Au nom de la Fédération des travailleurs de la Métallurgie CGT, l'avocate conteste l'insuffisance du volet social de la restructuration arguant du fait que "le plan de reclassement de PSA n'engage pas fermement le groupe à assurer l'avenir de ses salariés sur le départ, beaucoup trop hypothétique" selon elle.

En attendant le 26 avril, parmi les grévistes on ne se fait pas beaucoup d'illusions: "C'est une carte que nous devions jouer, nous l'avons fait" indique Jean pierre Mercier, le délégué CGT sans trop d'espoir.

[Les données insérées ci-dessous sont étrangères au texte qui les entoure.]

PR #415, opened 2022-03-14
Add support for downloading batches of samples

jairideout:
## Status
- [x] **Ready**

## Description
Added `download_samples()` function and `onecodex download samples` CLI command for downloading batches of samples as FASTA/Q files:
- All samples in your account
- Samples optionally filtered by project name or ID
- Samples optionally filtered by tag names

The code was ported from: https://gist.github.com/clausmith/c5da3145412265014151cfcad5493180

Closes DEV-6563

## Related PRs
- [x] This PR is independent

### DIFF
--- a/onecodex/lib/download.py
+++ b/onecodex/lib/download.py
@@ -1,0 +1,75 @@
+import logging
+import os
+import os.path
+import warnings
+
+import click
+
+from onecodex.utils import FakeProgressBar
+from onecodex.exceptions import OneCodexException
+
+log = logging.getLogger("onecodex")
+
+
+def get_samples_from_project(ocx, project_name_or_id):
+    project = ocx.Projects.get(project_name_or_id)
+
+    if not project:
+        try:
+            project = ocx.Projects.where(name=project_name_or_id)[0]
+        except IndexError:
+            raise OneCodexException(
+                "No project exists with name or ID '{}'.".format(project_name_or_id)
+            )
+
+    return ocx.Samples.where(project=project)
+
+
+def filter_samples_by_tags(ocx, samples, tag_names):
+    tags = set()
+    for tag_name in tag_names:
+        log.info("Filtering samples by tag '{}'...".format(tag_name))
+        try:
+            tag = ocx.Tags.where(name=tag_name)[0]
+        except IndexError:
+            warnings.warn("No tag found: '{}'.".format(tag_name))
+            continue
+        tags.add(tag)
+
+    if tags:
+        # Filter for samples with any of the tags above (union)
+        return [sample for sample in samples if len(set(sample.tags) & tags)]
+    return samples
+
+
+def download_samples(ocx, outdir, project_name_or_id=None, tag_names=None, progressbar=False):
+    if project_name_or_id:
+        log.info("Fetching samples in project '{}'...".format(project_name_or_id))
+        samples = get_samples_from_project(ocx, project_name_or_id)
+    else:
+        log.info("Fetching all samples in your account...")
+        samples = ocx.Samples.all()
+
+    if tag_names:
+        samples = filter_samples_by_tags(ocx, samples, tag_names)
+
+    if not len(samples):
+        log.info("No samples match the filter criteria; nothing to download.")
+        return []
+
+    if not os.path.exists(outdir):
+        os.makedirs(outdir)
+
+    if progressbar:
+        label = "Downloading {} sample{}...".format(len(samples), "" if len(samples) == 1 else "s")
+        progressbar = click.progressbar(length=len(samples), label=label)
+    else:
+        progressbar = FakeProgressBar()
+
+    filepaths = []
+    with progressbar as bar:
+        for sample in samples:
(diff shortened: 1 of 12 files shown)


tests/test_speed.py
```diff
@@ -25,7 +25,7 @@
             "from onecodex.viz import VizPCAMixin",
             {
                 "onecodex": 0.25,
-                "onecodex.viz": 0.20,
+                "onecodex.viz": 0.25,
```
jairideout, line 28: This is unrelated to the changes in this PR. I've noticed this test fails quite frequently, let's see if bumping the timeout helps.

onecodex/lib/download.py
```diff
@@ -0,0 +1,75 @@
...
+        label = "Downloading {} sample{}...".format(len(samples), "" if len(samples) == 1 else "s")
+        progressbar = click.progressbar(length=len(samples), label=label)
+    else:
+        progressbar = FakeProgressBar()
+
+    filepaths = []
+    with progressbar as bar:
+        for sample in samples:
+            filepath = os.path.join(outdir, sample.filename)
+            filepaths.append(sample.download(path=filepath, progressbar=False))
```
clausmith, line 73: Users can only download samples with `tier == "premium"`. We should catch the exception, log a message noting that the sample could not be downloaded and to contact us regarding your subscription, and skip the sample.

clausmith (changes requested):
We should gracefully handle the case where users try and download non-premium tier samples.

onecodex/lib/download.py
jairideout: @clausmith here's how the warning message looks like from the CLI now:

> WARNING: Skipping download of sample 92cc98f50fdc4855 to output/test-data.fasta.gz: You must either have a premium platform account or be in a notebook environment to download files. Please feel free to contact us  about your subscription at support@onecodex.com.

onecodex/lib/download.py
```diff
@@ -0,0 +1,80 @@
...
+    if progressbar:
+        label = "Downloading {} sample{}...".format(len(samples), "" if len(samples) == 1 else "s")
+        progressbar = click.progressbar(length=len(samples), label=label)
+    else:
+        progressbar = FakeProgressBar()
+
+    filepaths = []
+    with progressbar as bar:
+        for sample in samples:
+            filepath = os.path.join(outdir, sample.filename)
```
jairideout, line 72: @clausmith When a file already exists in the output directory, we skip the download and warn the user. Should we include the sample UUID somewhere in the downloaded filename? e.g. `{sample.filename}_{uuid}.fastq.gz` or `{uuid}_{sample.filename}.fastq.gz`

That could help users know exactly which sample was downloaded in case multiple samples have the same filename.

onecodex/lib/download.py
```diff
@@ -0,0 +1,80 @@
...
+            try:
+                filepaths.append(sample.download(path=filepath, progressbar=False))
+            except OneCodexException as e:
+                warnings.warn(
+                    "Skipping download of sample {} to {}: {}".format(sample.id, filepath, str(e))
+                )
+            bar.update(1)
+    return filepaths
```
Keats, line 80: is it easy to mock the ocx calls? Those functions seem like good unit tests targets.

onecodex/lib/download.py
```diff
@@ -0,0 +1,80 @@
...
+    return samples
+
+
+def download_samples(ocx, outdir, project_name_or_id=None, tag_names=None, progressbar=False):
+    if project_name_or_id:
+        log.info("Fetching samples in project '{}'...".format(project_name_or_id))
+        samples = get_samples_from_project(ocx, project_name_or_id)
+    else:
+        log.info("Fetching all samples in your account...")
+        samples = ocx.Samples.all()
```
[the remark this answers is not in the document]
jairideout: Yeah it executes the API query. We let the user know what's happening in the logging message above, but you're right this might be a problem for big accounts.

@clausmith this is how the original download script worked (downloading all samples in the account if no filters provided). Should we enforce that the user provides at least one project or tag to filter by?

onecodex/lib/download.py
jairideout: mocked and added more tests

Devant le TGI de Paris, l'audience à duré plus de deux heures. Dehors le noyau dur des grévistes de l'usine d'Aulnay, qui entament leur treizième semaine de grève, attendent que Maître Dufresne Castets, sorte du tribunal et leur rende compte de l'audience du matin et de la décision du tribunal.

 

 

La direction de PSA, qui évalue la perte de production à 14 000 véhicules depuis le début de la grève à l'usine d'Aulnay, assure que le calendrier annoncé, une fermeture de l'usine début 2014, sera respecté. 400 ouvriers ont déjà quitté l'usine dans le cadre des mesures de mobilité temporaire, la plupart pour l'usine de Poissy, qui produit elle aussi la C3. Les cadences se sont accélérés à Poissy pour rattraper le retard cumulé à Aulnay.